東京都、休業要請を緩和 百貨店は平日、時短に

東京・銀座の百貨店では一部休業や時短営業をお知らせする掲示がされていた=28日午後、東京都中央区(鴨志田拓海撮影)
東京・銀座の百貨店では一部休業や時短営業をお知らせする掲示がされていた=28日午後、東京都中央区(鴨志田拓海撮影)
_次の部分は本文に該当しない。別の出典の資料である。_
PR #2114, opened 2026-05-31
Added hitboxOffset parameter to part slot to move the position of the part's hitbox

dldev32:
This allows to move the hitbox of a part while keeping its model in its original position.

### DIFF
--- a/mccore/src/main/java/minecrafttransportsimulator/entities/instances/APart.java
+++ b/mccore/src/main/java/minecrafttransportsimulator/entities/instances/APart.java
@@ -89,6 +89,7 @@ public abstract class APart extends AEntityF_Multipart<JSONPart> {
     public final RotationMatrix zeroReferenceOrientation;
     public final RotationMatrix prevZeroReferenceOrientation;
     public final Point3D externalAnglesRotated = new Point3D();
+    private final Point3D scaledHitboxOffset = new Point3D();
     private final AnimationSwitchbox placementActiveSwitchbox;
     private final AnimationSwitchbox internalActiveSwitchbox;
     private final AnimationSwitchbox placementMovementSwitchbox;
@@ -96,6 +97,9 @@ public abstract class APart extends AEntityF_Multipart<JSONPart> {
 
     public APart(AEntityF_Multipart<?> entityOn, IWrapperPlayer placingPlayer, JSONPartDefinition placementDefinition, AItemPart item, IWrapperNBT data) {
         super(entityOn.world, placingPlayer, item, data);
+        this.placementDefinition = placementDefinition;
+        this.placementSlot = entityOn.definition.parts.indexOf(placementDefinition);
+
         //Init locals.
         this.localOffset = placementDefinition.pos.copy();
         this.localOrientation = new RotationMatrix();
@@ -126,6 +130,7 @@ public abstract class APart extends AEntityF_Multipart<JSONPart> {
             scale.multiply(placementDefinition.partScale);
         }
         prevScale.set(scale);
+        updatePartBoundingBoxCenter();
 
         //Set switchbox animation properties.
         //Placement movement needs to take into account applyAfter animations.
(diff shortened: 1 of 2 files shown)


SnailPerson:
what use does this have
why not just move it with an animation or simply adjust the original position..-

dldev32:
> what use does this have why not just move it with an animation or simply adjust the original position..-

Because it's much cheaper for the CPU, and doing it through animations is a bit of a hassle, because essentially you're moving the model, and you need to somehow sync collisions with that model.

SnailPerson:
@dldev32 again, the exact use of this PR is unclear.
As i undersand this is an offset that offsets a hotboxes coordinates. 
What use does this have when you can simply edit the initial coordinates. Say I have a box at 1 1 1, and I put offset to 1 2 1, why dont I just set 1 2 1 form the very beginning?
Unless there's an aspect you did not mention?

dldev32:
> @dldev32 again, the exact use of this PR is unclear. As i undersand this is an offset that offsets a hotboxes coordinates. What use does this have when you can simply edit the initial coordinates. Say I have a box at 1 1 1, and I put offset to 1 2 1, why dont I just set 1 2 1 form the very beginning? Unless there's an aspect you did not mention?

I'm just too lazy to move the model in Blender, so I added this parameter to move the hitbox of a part, not the entire model. For example, you have a tank turret model, but its hitbox is in the center, and it somehow needs to be hidden down.

DonBruce64:
@SnailPerson Good call on this.  I remember we had thoughts about this before and settled on position standardization long ago.

@dldev32 the reason for the standardization and not allowing hitbox/part offsets was due to packs having different parts with different 0 points.  That caused issues with seats/crates not being pack-compatible.  I also forsee the same happening if people are changing hitboxes and not the models.  It could lead to un-intended issues.  While I appreciate the effort into this PR, I can't rightfully accept it since it leads to possible incompatibilities given past experiences.

dldev32:
> @SnailPerson Good call on this. I remember we had thoughts about this before and settled on position standardization long ago.
> 
> @dldev32 the reason for the standardization and not allowing hitbox/part offsets was due to packs having different parts with different 0 points. That caused issues with seats/crates not being pack-compatible. I also forsee the same happening if people are changing hitboxes and not the models. It could lead to un-intended issues. While I appreciate the effort into this PR, I can't rightfully accept it since it leads to possible incompatibilities given past experiences.

I don't see the connection between the incompatibility and the new parameter. If you don't want it, don't use it. What's the problem? I don't understand that.

I'll add: even if this innovation seems like nonsense to you, then offer me an alternative solution, but not the one that's currently being used and makes you spend a whole hour on only one model of vehicle, when it could be done thanks to the new parameter in literally a minute.

DonBruce64:
So, you make a fair point.  Lemme re-review this. I can see some use-cases provided one at least aligns their part points to where they need to be, even if the model is asymmetric.

mccore/src/main/java/minecrafttransportsimulator/entities/instances/APart.java
```diff
@@ -386,11 +377,30 @@ public boolean shouldSavePosition() {
...
+        return false;
+    }
+
     @Override
     public boolean canBeClicked() {
         return entityOn.isVariableListTrue(placementDefinition.interactableVariables) && entityOn.canBeClicked();
     }
 
+    private void updatePartBoundingBoxCenter() {
+        boundingBox.globalCenter.set(position);
```
DonBruce64, line 391: I'm assuming this doesn't cause issues by only updating the globalCenter and not setting the localCenter in the constructor?

DonBruce64 (changes requested):

mccore/src/main/java/minecrafttransportsimulator/entities/instances/APart.java
dldev32: Yeah, that's true.

DonBruce64:
@dldev32 merged.  please update wiki if you haven't already.

SnailPerson:
@dldev32 did you update the wiki

dldev32:
> @dldev32 did you update the wiki

Of course.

東京都は28日、新型コロナウイルスの緊急事態宣言の再延長に伴う措置について、百貨店への休業要請を土日のみとし、平日は営業時間短縮要請に緩和する方針を固めた。映画館への休業要請は時短要請に切り替える。

都関係者によると、再延長に伴う措置として、酒やカラオケ設備を提供する飲食店などへの休業要請は継続し、それ以外の飲食店などにも引き続き午後8時までの時短営業を求める。

床面積が1千平方メートルを超える百貨店やショッピングセンターなどを対象に、生活必需品売り場を除いて実施している休業要請は土日のみとし、平日は午後8時までの時短営業を要請する。パチンコ店やゲームセンターなども対象に含まれる。1千平方メートル以下の施設については時短営業への協力を依頼する。

映画館への休業要請については、人数制限を設けた上で午後9時までの時短営業の要請に切り替え、床面積が1千平方メートル以下は協力依頼とする。

関係者によると、都庁内では措置の緩和で人出が増えることへの懸念もあり、今後の感染状況次第では措置を強化することもあるとしている。小池百合子知事は政府の再延長決定に先立つ定例記者会見で、「依然として新規陽性者が激減するというモードには入ってない」と強調。感染力が強い変異株の増加などを挙げ、「引き続き、人流抑制や感染防止対策の徹底が必要だ」と指摘した。

一方、都が警察、消防関係者を対象に築地市場跡地に設けるワクチンの大規模接種会場の運用を6月8日に開始する方向で調整していることも判明。1日当たりの目標接種規模は5千人を想定しているという。